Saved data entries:

PR #928, opened 2022-08-12
feat!: console usage controllable by the caller

AbdulBaseerKhan:
## Motivation
NAJ-64

## Description
Simple customisable logger added and all the internal logging of api should be done by it and have exposed the configureLogging so the end user can control logging accordingly.

## Checklist
- [x] Added automated tests

### DIFF
--- a/packages/near-api-js/test/account.test.js
+++ b/packages/near-api-js/test/account.test.js
@@ -3,6 +3,7 @@ const { Account, Contract, providers } = require('../src/index');
 const testUtils  = require('./test-utils');
 const fs = require('fs');
 const BN = require('bn.js');
+const { Logger, configureLogging } = require('../src/utils/near-logger');
 
 let nearjs;
 let workingAccount;
@@ -12,12 +13,14 @@ const { HELLO_WASM_PATH, HELLO_WASM_BALANCE } = testUtils;
 jasmine.DEFAULT_TIMEOUT_INTERVAL = 50000;
 
 beforeAll(async () => {
+    configureLogging({ showLogs: () => false });
     nearjs = await testUtils.setUpTestConnection();
     workingAccount = await testUtils.createAccount(nearjs);
 });
 
 afterAll(async () => {
     await workingAccount.deleteAccount(workingAccount.accountId);
+    Logger.reset();
 });
 
 test('view pre-defined account works and returns correct name', async () => {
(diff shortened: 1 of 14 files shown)


packages/near-api-js/test/account.test.js
```diff
@@ -75,19 +78,21 @@ test('findAccessKey returns the same access key when fetched simultaneously', as
...
-        console.log = function () {
-            logs.push(Array.from(arguments).join(' '));
-        };
+        configureLogging({
+            showLogs: () => true,
+            onLog: (args) => {
+                logs.push(Array.from(args).join(' '));
+            },
+            onWarn: () => {}, // Do nothing onWarn
+        });
```
esaminu, line 91: I think you need to use spread in `args` here to recreate the same behavior as before

packages/near-api-js/test/account.test.js
```diff
@@ -113,15 +117,18 @@ describe('with deploy contract', () => {
...
```
esaminu, line 127: Same here, need to spread `args` in the `onLog` property to recreate old behavior

packages/near-api-js/test/promise.test.js
```diff
@@ -28,15 +33,17 @@ describe('with promises', () => {
...
         logs = [];
-        console.log = function() {
-            logs.push(Array.from(arguments).join(' '));
-        };
+        configureLogging({
+            showLogs: () => true,
+            onLog: (args) => {
+                logs.push(Array.from(args).join(' '));
+            }, onWarn: () => {}
+        });
```
esaminu, line 42: Same as above with `args` spread in the `onLog` property

esaminu (commented):
Looking good! I left some comments and a rebase is required, then we can land this 💯

esaminu:
@AbdulBaseerKhan is this a breaking change btw? I see the PR title but I'm not sure how it's a breaking change 🙂

marcinbodnar:
@AbdulBaseerKhan Could you please respond to Osman's comments? Thank you.

packages/near-api-js/test/account.test.js
AbdulBaseerKhan: @esaminu I have tested this behaviour and was working as the previous one.

esaminu: It looks like it wouldn't work if multiple arguments are used. Does it still work in this case?

denbite:
the idea of having an extendable logger was implemented in https://github.com/near/near-api-js/pull/1215

I'd suggest closing this one so we don't leave it out of date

WHAT YOU HAVE TO DO:
The requested lines run from the one with "Looking good! I" through the last line of the records. Return them exactly.

OUTPUT FOR THIS TASK:
Looking good! I left some comments and a rebase is required, then we can land this 💯

esaminu:
@AbdulBaseerKhan is this a breaking change btw? I see the PR title but I'm not sure how it's a breaking change 🙂

marcinbodnar:
@AbdulBaseerKhan Could you please respond to Osman's comments? Thank you.

packages/near-api-js/test/account.test.js
AbdulBaseerKhan: @esaminu I have tested this behaviour and was working as the previous one.

esaminu: It looks like it wouldn't work if multiple arguments are used. Does it still work in this case?

denbite:
the idea of having an extendable logger was implemented in https://github.com/near/near-api-js/pull/1215

I'd suggest closing this one so we don't leave it out of date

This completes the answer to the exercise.